Yes, an employee can be fired for doing something on her own time, even if her behaviour has nothing to do with work

By Stuart Rudner

So, can you be fired for something you do on your own time, off-duty and away from work? The simple answer is yes, you can, in the right circumstances.

Even if you are not explicitly or implicitly representing your employer? Yes, in the right circumstances.

Even if your behaviour has nothing to do with work and does not involve your colleagues or supervisors? Again, yes, in the right circumstances.

Is this a new law? No. The law has always provided for discipline or dismissal as a result of off-duty conduct, in limited circumstances. However, the issue rarely came up before the advent of social media, cellphone cameras and YouTube. Now, a new situation seems to arise every week involving an employee doing something while off-duty that leads to workplace consequences.

The issue comes up far more often in the United States, as its population is so much larger than ours. However, even in Canada, we have seen dismissals for off-duty conduct including:

  • A Toronto Symphony Orchestra performance by a Ukrainian-born pianist cancelled due to comments she made on Twitter regarding the conflict between Russia and Ukraine.
  • Two Toronto firefighters dismissed due to inappropriate comments and Twitter, and a third due to FaceBook comments.
  • Jian Ghomeshi, star radio host of our national broadcaster, fired due to harassment and sexual assault which came to light after his miscalculated FaceBook post.
  • An Ontario Hockey League referee suspended after posting insulting comments about the women of Sault Ste. Marie on Twitter.
  • Two Ontario Hockey League players also suspended due to offensive comments about women on Twitter.
  • Perhaps most offensive of all, an individual who wrote “Thank God the b*tch is dead” on a Facebook wall created in memory of a 15-year-old girl who committed suicide after years of bullying.

Most recently, headlines, talk radio and social media have been focused on a video of an incident outside a Toronto FC soccer game in which several people followed the ridiculously offensive trend of heckling female reporters on air by yelling “F--- her right in the p----.” The trend is known by the acronym FHRITP.

Reporter Shauna Hunt admirably confronted the FHRITP “group,” demanding to know why they did it and why they thought it was funny. Hydro One employee Shawn Simoes dug himself even deeper into a hole he created by repeatedly defending the conduct. His conduct was completely inappropriate and offensive.

Ultimately, it became known that Simoes is on Ontario’s “Sunshine List,” which means he makes more than $100,000. The incident has become synonymous with Hydro One, which has an obvious impact on its reputation even though Simoes’ disgusting behaviour had nothing to do with his work or his employer.

He was quickly fired. We do not know if it was with or without cause.

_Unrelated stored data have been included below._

PR #6022, opened 2023-11-15
[Diag] Treat entry points as active even if they already have a stage

bogner:
If we explicitly annotate an entry point with a shader stage we should
treat it as active.


llvm-beanz (approved):

bob80905:
I already move the isActiveEntry boolean higher in this PR:
https://github.com/microsoft/DirectXShaderCompiler/pull/5992/files
Would it be possible to merge that one in instead to prevent merge conflicts?

bogner:
> I already move the isActiveEntry boolean higher in this PR: https://github.com/microsoft/DirectXShaderCompiler/pull/5992/files Would it be possible to merge that one in instead to prevent merge conflicts?

I guess it depends on how close that one is to being ready to merge, and if we did do that I think we'd want to add this test anyways. Personally I'd prefer to merge this targeted fix on it's own

bob80905 (approved):

PR #6023, opened 2023-11-15
[Diag] Warn instead of error on invalid numthreads

bogner:
If an invalid numthreads attribute isn't used, erroring out on it is a
breaking change that might be annoying to deal with. Instead we make
invalid numthreads a warning and drop the attribute - we can rely on
the existing diagnostics for missing numthreads to error out in cases
that aren't recoverable.


damyanp (approved):

bob80905 (approved):

tools/clang/lib/Sema/SemaHLSL.cpp
```diff
@@ -13319,15 +13319,20 @@ void hlsl::HandleDeclAttributeForHLSL(Sema &S, Decl *D, const AttributeList &A,
...
+    int X = ValidateAttributeIntArg(S, A, 0);
+    int Y = ValidateAttributeIntArg(S, A, 1);
+    int Z = ValidateAttributeIntArg(S, A, 2);
+    int N = X * Y * Z;
+    if (N > 0 && N <= 1024) {
+      auto numThreads = ::new (S.Context) HLSLNumThreadsAttr(
+          A.getRange(), S.Context, X, Y, Z, A.getAttributeSpellingListIndex());
+      declAttr = numThreads;
+    } else {
+      // If the number of threads is invalid, diagnose and drop the attribute.
```
pow2clk, line 13331: I think it's your intent by this that since numthreads are only valid where they are required and active, this will produce a warning for non-entry points that might have invalid numthreads, but for current entry points, removing the numthreads will produce an error that says they provided no numthreads attribute as well?

I'm wondering if the messaging could be a bit more clear since the first error they see will likely be something that says they didn't provide an attribute that they did and if there's an ocean of warnings, they may not connect it to this one. Maybe we can change the error for the missing attrib can say "%0entry point has no valid %1 attribute" instead of "%0 entry point must have the %1 attribute". Or maybe we could have a custom error for numthreads since we are conceding to a warning here.

bogner: The error messages do come out in order, so I'm not too worried about confusion:
```
numthrads.hlsl:2:2: warning: Group size of 4096 (64 * 64 * 1) is outside of valid range [1..1024] - attribute will be ignored [-Wignored-attributes]
[numthreads(64, 64, 1)]
 ^~~~~~~~~~~~~~~~~~~~~
numthrads.hlsl:3:6: error: compute entry point must have the numthreads attribute
void main() {}
     ^
```
That said, I'm not opposed to your wording, and if it can sometimes make things clearer then I don't see a downside really. Would you prefer I include that in this change or that I do it as a follow up? It's entirely mechanical but it does update a lot of tests, so it might be clearer as a separate change.

bogner: Follow up that rewords the error here: https://github.com/microsoft/DirectXShaderCompiler/pull/6024

llvm-beanz (approved):

PR #6024, opened 2023-11-15
[Diag] Reword `err_hlsl_missing_attr`

bogner:
Instead of "must have the X attribute" we say "must have a valid X
attribute". This should make things clearer in cases where there was
something wrong with the attribute and we've dropped it, like we do if
`numthreads` is specified incorrectly.


llvm-beanz (approved):

bob80905 (approved):

pow2clk (approved):
Thanks!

In Canada, there are only two types of dismissal: with cause or without. The vast majority of dismissals are without cause (including downsizings, reorganizations and the like), in which case the employee is entitled to notice  of dismissal or pay in lieu thereof. The amount of notice, or pay in lieu, is based upon a number of factors which I have discussed in previous blogs, including here and here.

However, if someone is dismissed with cause, they are not entitled to anything: no notice, no severance, no pay in lieu. It is obviously a harsh result, which is why some Judges have referred to it as the “capital punishment of employment law”.

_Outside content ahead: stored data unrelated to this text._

PR #6027, opened 2023-11-16
[SPIR-V] Implement vk::ext_builtin_input and vk::ext_builtin_output

### LINKED ISSUE #4217: [SPIRV] Missing gl_NumWorkGroups
I'm currently using this to atomically count the workgroups as such:
```glsl
if( ( gl_LocalInvocationID.x == 0 ) && ( workgrAtomicCounterShared == gl_NumWorkGroups.x - 1 ) )
//...... DO some work on the final value of a counter
```
In SPIRV gl_NumWorkGroups would be:
```spirv
OpDecorate %gl_NumWorkGroups BuiltIn NumWorkgroups
```

How do I access the same BuiltIn in HLSL as it's not exposed through any SV ?

cassiebeckley:
I definitely think it would look better if we allowed these attributes on variables, ie https://github.com/microsoft/hlsl-specs/issues/76. I haven't fully investigated how involved it would be to implement, but my intuition is that it wouldn't take that much more work.

Fixes #4217.


tools/clang/lib/SPIRV/DeclResultIdMapper.cpp
```diff
@@ -3459,15 +3459,15 @@ void DeclResultIdMapper::decorateInterpolationMode(
 
 SpirvVariable *DeclResultIdMapper::getBuiltinVar(spv::BuiltIn builtIn,
                                                  QualType type,
-                                                 SourceLocation loc) {
+                                                 SourceLocation loc,
+                                                 spv::StorageClass sc) {
```
s-perron, line 3463: I like to avoid default parameters when possible. Could we split this into two function. One takes the storage class, and does not include the switch that sets the storage class. The other does not take the storage class. It infers the stroage class and then calls the first function.

s-perron:
> I definitely think it would look better if we allowed these attributes on variables

That could be better. Let me know if you think the implementation would be to complicated. We can go back and change HLSL specs.

s-perron (commented):
Looks good. Just a little style comment.

tools/clang/lib/SPIRV/DeclResultIdMapper.cpp
cassiebeckley: Sure, I'll push up a change with this in it before looking into allowing the attribute on variables.

cassiebeckley:
@s-perron lmk what you think of this approach.

tools/clang/test/CodeGenSPIRV_Lit/spv.inline.builtin.output.hlsl
```diff
@@ -0,0 +1,16 @@
+// RUN: %dxc -T ps_6_0 -E main -fcgl  %s -spirv | FileCheck %s
+
+// CHECK: OpEntryPoint Fragment %main "main" [[fragStencilVar:%[0-9]+]]
+// CHECK: OpDecorate [[fragStencilVar]] BuiltIn FragStencilRefEXT
+
+// CHECK: [[fragStencilVar]] = OpVariable %_ptr_Output_int Output
+
+//[[vk::ext_extension("SPV_EXT_shader_stencil_export")]]
+[[vk::ext_builtin_output(/* FragStencilRefEXT */ 5014)]]
```
Keenuts, line 9: Just by curiosity I tried this:

```
  9 [[vk::ext_builtin_input(/* FragStencilRefEXT */ 5014)]]
 10 [[vk::ext_builtin_output(/* FragStencilRefEXT */ 5014)]]
 11 static int gl_FragStencilRefARB;
```

Because the input condition is first, the input decoration is chosen. But there are no diagnostic to say I'm doing something wrong.
Also, if I set it to input, I get a validation error as the input with a type float or int must be marked Flat.

```
fatal error: generated SPIR-V is invalid: [VUID-StandaloneSpirv-Flat-04744] Fragment OpEntryPoint operand 2 with Input interfaces with integer or float type must have a Flat decoration for Entry Point id 1.
  %2 = OpVariable %_ptr_Input_int Input

```

(To make this trigger, I replaced the line `gl_FragStencilRefARB = 10;` with `gl_FragStencilRefARB;`

tools/clang/lib/SPIRV/DeclResultIdMapper.cpp
```diff
@@ -3467,7 +3476,6 @@ SpirvVariable *DeclResultIdMapper::getBuiltinVar(spv::BuiltIn builtIn,
     return builtInVar->second;
   }
   bool mayNeedFlatDecoration = false;
-  spv::StorageClass sc = spv::StorageClass::Max;
   // Valid builtins supported
   switch (builtIn) {
```
s-perron, line 3480: I would move this code to the version of the `getBuiltinVar` that does not take a storage class.

tools/clang/lib/SPIRV/DeclResultIdMapper.cpp
```diff
@@ -3536,6 +3545,12 @@ SpirvVariable *DeclResultIdMapper::getBuiltinVar(spv::BuiltIn builtIn,
   return var;
 }
 
+SpirvVariable *DeclResultIdMapper::getBuiltinVar(spv::BuiltIn builtIn,
+                                                 QualType type,
+                                                 SourceLocation loc) {
+  return getBuiltinVar(builtIn, type, spv::StorageClass::Max, loc);
```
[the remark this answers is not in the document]
s-perron: I would move the code that infers the storage class based on `builtIn` into this function, and pass in that storage class instead. There is no need to pass in `Max`.

s-perron:
> @s-perron lmk what you think of this approach.

I think this looks good. We should probably add more testing. For example, what happens if the builtin is passed as a parameter to a function? 

Making the variable static is not a problem. The input and output variables are not shared, and static tells you that. I wonder if we should enforce that. Add an error if we try to apply the attribute to a variable that is not static. We should update the spec to say that.

tools/clang/lib/SPIRV/DeclResultIdMapper.cpp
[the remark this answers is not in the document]
cassiebeckley: That's fair, I think I was trying to avoid needing to pass in `needsLegalization` and `mayNeedFlatDecoration` as well, but looks like I'll need to look closer at `mayNeedFlatDecoration` too.

cassiebeckley:
> I think this looks good. We should probably add more testing. For example, what happens if the builtin is passed as a parameter to a function?

Do you mean something like `someFunction(gl_NumWorkGroups)`? If so, I've added a test case. I've also added an error message enforcing `static` for `ext_builtin_input` and `ext_builtin_output`.

tools/clang/test/CodeGenSPIRV_Lit/spv.inline.builtin.output.hlsl
cassiebeckley: I've created an error diagnostic for the first case, and I've handled the second automatically adding the `Flat` decoration in the necessary cases.

tools/clang/lib/SPIRV/DeclResultIdMapper.cpp
cassiebeckley: Done.

Keenuts:
Hello!

Found another cases where the diagnostic should be improved

```hlsl
[[vk::ext_builtin_output(/* FragStencilRefEXT */ 5014)]]
static int output;

[[vk::ext_builtin_input(/* FragStencilRefEXT */ 5014)]]
static int input;

[[vk::ext_extension("SPV_EXT_shader_stencil_export")]]
void main() {
  int tmp = input;
  output = 10;
}
```

```
$ dxc -T ps_6_0 -E main -fcgl -spirv repro.hlsl
repro.hlsl:10:3: error: cannot assign to input variable
  output = 10;
```

If input is not read, it works. The error seems wrong as it puts the blame on output, which is marked as output. We may want to error out before, if 2 variables share the same builtin but with different I/O.

tools/clang/lib/SPIRV/SpirvEmitter.cpp
```diff
@@ -1641,6 +1641,28 @@ bool SpirvEmitter::validateVKAttributes(const NamedDecl *decl) {
     }
   }
 
+  // a VarDecl should have only one of vk::ext_builtin_input or
```
Keenuts, line 1644: Shall this case be handled?

```hlsl
cbuffer Constants {
    [[vk::ext_builtin_output(/* FragStencilRefEXT */ 5014)]]
    int builtin;
}
```

Right now it works, and builtin becomes constant (since in a cbuffer) so cannot be assigned.

Keenuts (approved):
Fine with this.
It's easy to make the validation fails, but I'd assume that's like inline assembly, you are on your own to make sure you use this correctly.

tools/clang/test/CodeGenSPIRV_Lit/spv.inline.builtin.input.hlsl
```diff
@@ -0,0 +1,23 @@
...
+}
+
+[numthreads(32,1,1)]
+void main() {
+  // CHECK: {{%[0-9]+}} = OpLoad %v3uint %gl_NumWorkGroups
+  uint3 numWorkgroups = gl_NumWorkGroups;
+// CHECK: [[nwg:%[0-9]+]] = OpLoad %v3uint %gl_NumWorkGroups
+// CHECK:                   OpStore %param_var_v [[nwg]]
+// CHECK:                   OpFunctionCall %uint %square_x %param_var_v
+  square_x(gl_NumWorkGroups);
```
s-perron, line 22: Can you also add a test for an output variable as the out parameter of a function? What should we do with inout parameters?

s-perron (commented):
Just a couple more test to add.

tools/clang/test/CodeGenSPIRV_Lit/spv.inline.builtin.input.hlsl
cassiebeckley: Sure, I've added one. I've also added an error for using a builtin input as an inout parameter, since by definition the function will assign to it. This doesn't happen in all cases in practice, since the SPIR-V backend just passes a pointer instead of actually doing copy-in copy-out.

cassiebeckley:
> If input is not read, it works. The error seems wrong as it puts the blame on output, which is marked as output. We may want to error out before, if 2 variables share the same builtin but with different I/O.

Sure, I've added an error for that.

tools/clang/lib/SPIRV/SpirvEmitter.cpp
cassiebeckley: I think the error message for assigning to a constant is sufficient; I don't think there needs to be a special error message for declaring an output as constant.

s-perron (commented):
Okay, we let this sit until we update HLSL specs, and hear back from the community on some of the finer details.

cassiebeckley:
I've added a `const` requirement for `ext_builtin_input`

tools/clang/lib/SPIRV/SpirvEmitter.cpp
```diff
@@ -6408,6 +6479,10 @@ void SpirvEmitter::storeValue(SpirvInstruction *lhsPtr,
   if (!lhsPtr || !rhsVal)
     return;
 
+  if (lhsPtr->getStorageClass() == spv::StorageClass::Input) {
+    emitError("cannot assign to input variable", loc);
+  }
+
```
s-perron, line 6485: Is this still needed? Is the const qualification?

tools/clang/lib/SPIRV/SpirvEmitter.cpp
```diff
@@ -2923,6 +2988,12 @@ SpirvInstruction *SpirvEmitter::processCall(const CallExpr *callExpr) {
     if (const auto *declRefExpr = dyn_cast<DeclRefExpr>(arg)) {
       argInfo = declIdMapper.getDeclEvalInfo(declRefExpr->getDecl(),
                                              arg->getLocStart());
+
+      if (canActAsOutParmVar(param) &&
+          declRefExpr->getDecl()->hasAttr<VKExtBuiltinInputAttr>()) {
+        emitError("cannot use builtin input as inout argument",
+                  arg->getExprLoc());
+      }
```
s-perron, line 2996: Is this still needed? Is the const qualification?

tools/clang/lib/SPIRV/SpirvEmitter.cpp
cassiebeckley: It's not needed; I forgot to remove it.

s-perron (approved):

I wrote a book on the issue and it is updated twice a year, which means I have read thousands of cases on the subject. It is a complicated issue and the only absolute rule is every case must be considered based upon its own particular circumstances, which includes all relevant factors. In other words, an employer cannot consider the alleged misconduct in isolation.

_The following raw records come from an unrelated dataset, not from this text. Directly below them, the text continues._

PR #6029, opened 2023-11-16
[SPIR-V] Fix interlock output parameter validation

### LINKED ISSUE #5772: [SPIR-V] Compile failure Interlocked*() functions with output a struct member
**Description**

Interlocked*() functions with the out parameter as part of struct fail to compile for SPIR-V

**Steps to Reproduce**

Example Shader
```
groupshared uint lds;

struct Struct
{
    uint member;
};

[numthreads(64, 1, 1)]
void main()
{
    Struct s;
    InterlockedAdd(lds, 1, s.member);
}
```

Error:

**Actual Behavior**
```
error: InterlockedCompareExchange requires a reference as output parameter
    InterlockedAdd(lds, 1, s.member);
```
Compiles correctly for DXIL.  Failure is only SPIRV.

**Environment**
- DXC version  1.7 - 1.7.0.4123 (8c201e0bd) (head)
- Host Operating System Win10

Keenuts:
Interlock* functions takes output parameters. Because HLSL had no real concept of references, this is allowed:

```
  int value;
  takeAnOutput(value);
```

This weirdness makes using `isLValue()` to validate output parameters a bit tricky. If a function returns a local array, and we take the subscript of this r-value, the r-value is now marked as l-value, but this shouldn't be allowed.

This forces us to walk the expression, and add heuristics to determine if the output parameter is valid or not. Not pretty, but I think this is required until HLSL gets proper references.

Fixes #5772

### DIFF
--- a/tools/clang/lib/SPIRV/SpirvEmitter.cpp
+++ b/tools/clang/lib/SPIRV/SpirvEmitter.cpp
@@ -8978,12 +8978,15 @@ SpirvEmitter::processIntrinsicFirstbit(const CallExpr *callExpr,
                                        srcRange);
 }
 
-// Determines if the given expression is a valid output parameter to pass to
-// interlock* functions. Ideally, we could just check if the passed value is a
-// reference, but the HLSL frontend allows integers to be passed as output
-// parameters, without being marked as reference in the AST. This means we need
-// to walk the expression a bit to determine if it it a valid output parameter.
-// This function might miss some cases.
+// Returns true is the given expression can be used as an output parameter.
+//
+// Warning: this function could return false negatives.
+// HLSL had no references, and the AST handling of lvalues and rvalues is not
+// to be trusted for this usage.
+//  - output variables can be passed but marked as rvalues.
+//  - rvalues can becomes lvalues due to an operator call.
+// This means we need to walk the expression, and explicitly allow some cases.
+// I might have missed a valid use-case, hence the risk of false-negative.
 bool isValidOutputArgument(const Expr *expr) {
   // This could be either a member from an R-value, or an L-value. Checking
   // struct.
@@ -9004,7 +9007,7 @@ bool isValidOutputArgument(const Expr *expr) {
     return isValidOutputArgument(cast->getSubExpr());
 
   // For call operators, we trust the LValue() method.
-  // Haven't find cases where this one lies.
+  // Haven't found a cases where this is not true.
   if (const CXXOperatorCallExpr *call = dyn_cast<CXXOperatorCallExpr>(expr))
     return call->isLValue();
   if (const CallExpr *call = dyn_cast<CallExpr>(expr))
--- a/tools/clang/lib/SPIRV/SpirvEmitter.cpp
+++ b/tools/clang/lib/SPIRV/SpirvEmitter.cpp
@@ -8978,6 +8978,48 @@ SpirvEmitter::processIntrinsicFirstbit(const CallExpr *callExpr,
                                        srcRange);
 }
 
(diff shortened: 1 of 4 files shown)


tools/clang/test/CodeGenSPIRV_Lit/intrinsics.interlocked-methods.compareexchange.reference.hlsl
```diff
@@ -2,8 +2,31 @@
 
 groupshared uint value;
 
+uint getValue() {
+  return 0;
+}
+
+uint getVector() {
```
s-perron, line 9: Should this be returning `uint2`?

tools/clang/lib/SPIRV/SpirvEmitter.cpp
```diff
@@ -8978,6 +8978,48 @@ SpirvEmitter::processIntrinsicFirstbit(const CallExpr *callExpr,
                                        srcRange);
 }
 
+// Determines if the given expression is a valid output parameter to pass to
+// interlock* functions. Ideally, we could just check if the passed value is a
+// reference, but the HLSL frontend allows integers to be passed as output
+// parameters, without being marked as reference in the AST. This means we need
+// to walk the expression a bit to determine if it it a valid output parameter.
+// This function might miss some cases.
```
s-perron, line 8986: Please clarify "miss some cases." Hopefully we could say something like

> Returns false if `expr` is definitely an invalid output parameter for the interlock functions. Note that `expr` might be invalid even if the function returns true.

tools/clang/lib/SPIRV/SpirvEmitter.cpp
```diff
@@ -8978,6 +8978,48 @@ SpirvEmitter::processIntrinsicFirstbit(const CallExpr *callExpr,
...
+  // Accessor to HLSL vectors.
+  if (const HLSLVectorElementExpr *vec = dyn_cast<HLSLVectorElementExpr>(expr))
+    return isValidOutputArgument(vec->getBase());
+
+  // Going through implicit casts.
+  if (const ImplicitCastExpr *cast = dyn_cast<ImplicitCastExpr>(expr))
+    return isValidOutputArgument(cast->getSubExpr());
+
+  // For call operators, we trust the LValue() method.
+  // Haven't find cases where this one lies.
```
s-perron, line 9007:
```suggestion
  // Haven't found a case where this is not true.
```

s-perron (approved):
Looks good. Just some suggestions for the comments.

cassiebeckley (approved):

tools/clang/test/CodeGenSPIRV_Lit/intrinsics.interlocked-methods.compareexchange.reference.hlsl
Keenuts: Oh right. Also noticed I hadn't commited my changed to the loop...

tools/clang/lib/SPIRV/SpirvEmitter.cpp
Keenuts: Reworded the whole comment to have a short usage sentence, and then the explanation around false-negatives.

The threshold for establishing just cause for dismissal is quite high, as the punishment must be a proportionate response. In assessing whether just cause is warranted, the alleged misconduct cannot be considered in isolation; all relevant circumstances must be taken into account. This is something that comes as a surprise to many: the misconduct is not to be considered in isolation. Additional factors to be considered include:

  • the individual’s length of employment
  • the individual’s disciplinary record
  • the nature of the individual’s position
  • the degree of trust required
  • the individual’s response when confronted with allegations of misconduct
  • any mitigating factors
  • anything else that relates to the employee’s honesty or trustworthiness or the viability of continuing the employment relationship.

Proportionality is a fundamental principle in this context and, in many cases, courts will conclude that discipline was warranted but that summary dismissal was too harsh. That said, there are frequent examples of dismissals that held up under judicial or arbitral scrutiny. As I often say, “Just cause is not a lost cause”; summary dismissal will be upheld in appropriate circumstances.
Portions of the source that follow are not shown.